The only problem is Earl Grey howls and howls and howls. He yelps as though he's in pain when he gets up (probably the leg hurting him) he sounds angry when he meows and is constantly at the door trying to get out. I don't have a garden so cant let him out, and the last time he was out he hurt himself it seems so I don't want to risk that again.

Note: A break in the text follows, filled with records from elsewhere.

PR #867, opened 2024-02-27
feat: useRecommendProfileToggle hook

krzysu:


packages/react/src/profile/infrastructure/ProfileCacheManager.ts
```diff
@@ -49,6 +50,33 @@ export class ProfileCacheManager implements IProfileCacheManager {
     });
   }
 
+  update(
+    profileId: ProfileId,
+    updateFn: <TProfile extends Profile>(current: TProfile) => TProfile,
+  ) {
+    this.client.cache.updateQuery<ProfileData, ProfileVariables>(
```
krzysu, line 57: @cesarenaldi I had to introduce cache update in ProfileCacheManager to optimistically flip the new peerToPeerRecommendedByMe flag, but it doesn't work (again) :(
the apollo error says "Missing field 'result' while writing result {}" what could it be?

packages/domain/src/use-cases/publications/ToggleProperty.ts
```diff
@@ -1,43 +1,41 @@
-import { PublicationId } from '../../entities';
-
-export type TogglePropertyRequest = {
-  publicationId: PublicationId;
+export type TogglePropertyRequest<I> = {
+  id: I;
```
cesarenaldi, line 2: If you make the `id: string` you won't need `I` generic, which simplifies a lot of changes in this PR.

krzysu: done

packages/react/src/profile/infrastructure/ProfileCacheManager.ts
krzysu: replaced with `updateFragment`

Do you think just neutering him will sort it out? He is probably 18 months old, has no collar or microchip and has been with me a fortnight now. I've put up posters and created whatsapp groups in our building trying to find his owner but no one is claiming him or coming forward. So as I say - he's mine to all intents and purposes. But he just doesn't seem to want to be.

Any suggestions or advice greatly appreciated. Thanks


----------



## Saffy Cat (Sep 20, 2018)

I think your message might have had more responses if posted under cat behaviour? Not sure if you resolved your issue as it's been two weeks since you posted? I would try and keep him in for healing especially if he's not neutered and then afte recovery. At very least for a month or so so he knows this is now home. Maybe keep him calm with some cat calming remedies? And some enrichment toys to keep him occupied?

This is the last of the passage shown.